#### [Work order]
If a line in the data below includes the string "timedelta", please return a copy of it.

⟨

Issue #3506, opened 2024-03-12
Fix Fiscal Period Start


sambodeme:
### Description:
The function [`xform_auditee_fiscal_period_start`](https://github.com/GSA-TTS/FAC/blob/main/backend/census_historical_migration/sac_general_lib/general_information.py#L232) aims to calculate the start date of an auditee's fiscal period based on the provided end date within the `general_information` dictionary. However, the current implementation assumes a fixed 365-day fiscal year, which does not account for leap years. This can lead to incorrect fiscal period start dates, especially around leap years.

#### Problematic Code:
```python
fiscal_start_date = xform_census_date_to_datetime(
    general_information.get("auditee_fiscal_period_end")
) - timedelta(days=365)
```

#### Suggested Fix:
Modify the function to check if the year of the fiscal period end date is a leap year and adjust the calculation accordingly. Here's a proposed adjustment:

```python
# Determine if the fiscal_end_date's year is a leap year
if isleap(fiscal_end_date.year):
    days_to_subtract = 366
else:
    days_to_subtract = 365

# Adjusted calculation for the fiscal start date
fiscal_start_date = fiscal_end_date - timedelta(days=days_to_subtract) + timedelta(days=1)
```

danswick:
We'll tackle this as part of the next batch of curation work.

PR #4239, opened 2024-08-28
Consider leap years when generating fiscal period start date

rnovak338:
Addresses #3506 

Previously, the fiscal period start date for audits generated from end dates in `/census_historical_migrations` did not account for leap years. The following PR changes take the fiscal period end date, and properly determines how many days there are in the fiscal period, based on the year.

@danswick and @sambodeme if this needs to be corrected please let me know - adjusting this should be trivial. Currently, the new logic handles the below end dates in the following way:

- If the end date is `10/1/2020`, the start date will be `10/1/2019` (366 days)
- If the end date is `10/1/2021`, the start date will be `10/1/2020` (365 days)
- If the end date is `2/1/2020`, the start date will be `2/1/2019` (365 days)
- If the end date is `2/1/2021`, the start date will be `2/1/2020` (366 days)

If the math is correct, I'll move this out of draft.

## PR Checklist: Submitter

## PR Checklist: Reviewer


backend/audit/utils.py
```diff
@@ -72,6 +73,22 @@ def remove_extra_fields(general_information_data):
             general_information_data.pop("audit_period_other_months", None)
         return general_information_data
 
+    @staticmethod
+    def check_leap_year(end_date):
```
jadudm, line 77: *Dates. I hate dates.* (With apologies to Indiana Jones.)

Is there a way we can use the date library to 

1. Do the calculation and
2. Put a test or two in place that asserts the things that you're doing in your code?

My concern is this: 

*Are there other cases you haven't considered?*

In this regard, if there's a way we can say

```
if calendar.isleap(...):
  return calendar.subtract_one_year(...)
```

so that the question of 365 vs. 366 is handled by someone else.

It would also be good for us to identify examples where this hit us, and make sure we have some tests that make certain that, when we use this function in the future, it really does the right thing on the edges we're worried about.

If that doesn't make sense, feel free to ask questions.

rnovak338: @sambodeme has found one of the tickets this morning related to this issue [here](https://fac-gov.zendesk.com/agent/tickets/4337). However, it is not fully clear to me that the audits involved are an issue _because of_ the leap year. If there are other helpdesk tickets related to this, getting some sample dates and expected outcomes would be very useful.

I did find a library **dateutil.relativedelta** which does seem to take into account the current year like you asked. From what I've read about it that means leap years too. That allows us to do something akin to:
```
start_date = end_date - relativedelta(years=1)
```

Whereas what we had before was `timedelta(days=365)`. But I would rather not continue to tweak on this until there are clear start/end dates from the helpdesk that I can experiment these changes on.

jadudm: I think pausing tweaking is reasonable; good call. We have a breadcrumb trail on your thinking here, which is good.

rnovak338: I think we are good to proceed. Speaking with Hassan and Dan, the new changes I am posting to this PR resolves the original issue.

https://app.fac.gov/dissemination/summary/2022-06-CENSUS-0000015322
The expected fiscal range is `7/1/2021` -> `6/30/2022`. I have adjusted one of the start dates from the `census_historical_migration` tests to be 6/30/2022. I am still unsure about the leap year piece, however, after running the above dates (from my PR description) against the new `dateutil` library, I am getting the output I expect.

rnovak338:
This is now ready for review after 10 lint commits 🥲

backend/census_historical_migration/sac_general_lib/general_information.py
```diff
@@ -310,14 +311,15 @@ def xform_auditee_fiscal_period_end(general_information):
 
 def xform_auditee_fiscal_period_start(general_information):
     """Constructs the fiscal period start from the fiscal period end"""
-    # Transformation to be documented.
-    fiscal_start_date = xform_census_date_to_datetime(
+    fiscal_end_date = xform_census_date_to_datetime(
```
sambodeme, line 314: I suggest adding a comment to this method to explain what the code was doing before this change and to highlight when and why this fix was implemented. Specifically, this fix was applied after the migration, so it's unlikely that the code will be run again for migration purposes. However, it was decided that everything related to the migration, including this transformation code change, should be treated as public records. Therefore, it will be helpful to indicate to reader that all migrations were run with the old version of the code.

sambodeme (approved):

⟩

#### [Answer to the problem]
) - timedelta(days=365)
fiscal_start_date = fiscal_end_date - timedelta(days=days_to_subtract) + timedelta(days=1)
Whereas what we had before was `timedelta(days=365)`. But I would rather not continue to tweak on this until there are clear start/end dates from the helpdesk that I can experiment these changes on.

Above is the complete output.